By “skewed” and non-“balanced” data, are you referring to the case where the bits that discriminate elements occur at the locations closer to the least significant bits? If so, yes, it’s possible to invoke this case in the current implementation of `ParallelMSDRadixSort`

```
julia> x = collect(reinterpret(Float64, rand(UInt64.(0:128), 100_000_000)));
julia> @time sort(x, alg = RadixSort);
1.583404 seconds (8 allocations: 1.490 GiB, 11.20% gc time)
julia> @time sort(x, alg = ThreadsX.QuickSort);
0.890255 seconds (1.31 M allocations: 1.690 GiB, 5.72% gc time)
julia> @time sort(x, alg = ParallelMSDRadixSort);
2.374892 seconds (3.65 k allocations: 1.490 GiB, 5.22% gc time)
julia> Threads.nthreads()
8
```

(Using weirdly generated floats since ThreadsX has parallel counting sort which is much better for integers.)

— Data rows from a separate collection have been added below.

PR #2889, opened 2026-04-30
FCLC-1864 | remove labs

jlhdxw:
## Changes in this PR:

Remove the labs page as it's unused.

https://national-archives.atlassian.net/browse/FCLC-1864


dragon-dxw (approved):
If we're agreed we're okay with deleting labs, the PR is good.

PR #1117, opened 2018-01-15
Normalize whitespace in metadata yaml files

kytrinyx:
While tweaking one of the exercise I realized that a small handful of Yaml files didn't contain a newline at the end, which means that if we ever change it, it would have a noisy and unnecessary whitespace change.


ErikSchierboom:
Thanks! 🎉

But I think the flip side of the coin is that MSD is useful for collections of variable-length elements like `Vector{String}`

or `Vector{Vector{Int}}`

. I think it’s also a common kind of distribution since you can have, e.g., a table column with strings where the first few characters of 100 character strings discriminate the elements. I think another upside of MSD over LSD may be that its access pattern is more friendly to nested parallelism that Julia has.

Also, `ParallelRadixSort`

is still not very clever. For example, I think it’d be interesting to fuse the calculation of the maximum element in the first pass of the counting. It’d tell us the most significant discriminating bit position and so it’s possible to skip a few chunks of MSDs with this approach. Or, maybe we can use a quicksort-like approach as the first pass so that it’d narrow down the ranges that subsequence MSD radix sort has to process. I think it’s also straightforward to transform `ParallelRadixSort`

algorithm to multi-pivot quicksort whose performance may be more robust in narrow distributions like the one I used above.